WHAT YOU WILL DO >> How many lines below include the word "tables"? State that number and nothing else.
**** INFORMATION SUPPLIED
PR #7098, opened 2022-12-07
fix long words in CODE element makes tables overflow [base css]

pmario:
Hi Jeremy, I'm sorry, but there is still one element that can make tables overflow if it contains long words. 

With the last PR I did fix PRE code-blocks, but I did miss the CODE element, because I wasn't exactly sure, what caused the problem. Now I know. It's the following 2 things. 

[code-and-pre-causing-table-overflow.zip](https://github.com/Jermolene/TiddlyWiki5/files/10176064/code-and-pre-causing-table-overflow.zip)

The coincidence is, that the URLs reach to the same position, which should trigger the word-break. So I didn't see the CODE element also causes a problem. While testing -- the PRE element was more obvious to cause problems.

image

### DIFF
--- a/themes/tiddlywiki/vanilla/base.tid
+++ b/themes/tiddlywiki/vanilla/base.tid
@@ -166,6 +166,7 @@ code {
 	padding: 0 3px 2px;
 	border-radius: 3px;
 	font-family: {{$:/themes/tiddlywiki/vanilla/settings/codefontfamily}};
+	word-break: break-word;
 }
 
 blockquote {


pmario:
The problem with tables is, that there only needs to be 1 element somewhere in the column, that doesn't want to "wrap", the whole column is kept at that sice, which made it so hard to actually find the offending construction :/

Jermolene:
Hi @pmario once again I'm concerned that this might have unexpected effects on backwards compatibility with existing usage in the field.

Lets merge it after v5.2.4 is out so that users can try it in the prerelease. I've made a ticket to keep track: #7100

pmario:
bump

Jermolene:
Hi @pmario as I said above, the concern here is that this change is clearly not backwards compatible, and it is not at all clear what impact it will have on existing code.

pmario:
Close the PR ... renamed the PR it to make it easier to find in the future.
********
PROBLEM SOLUTION >> 3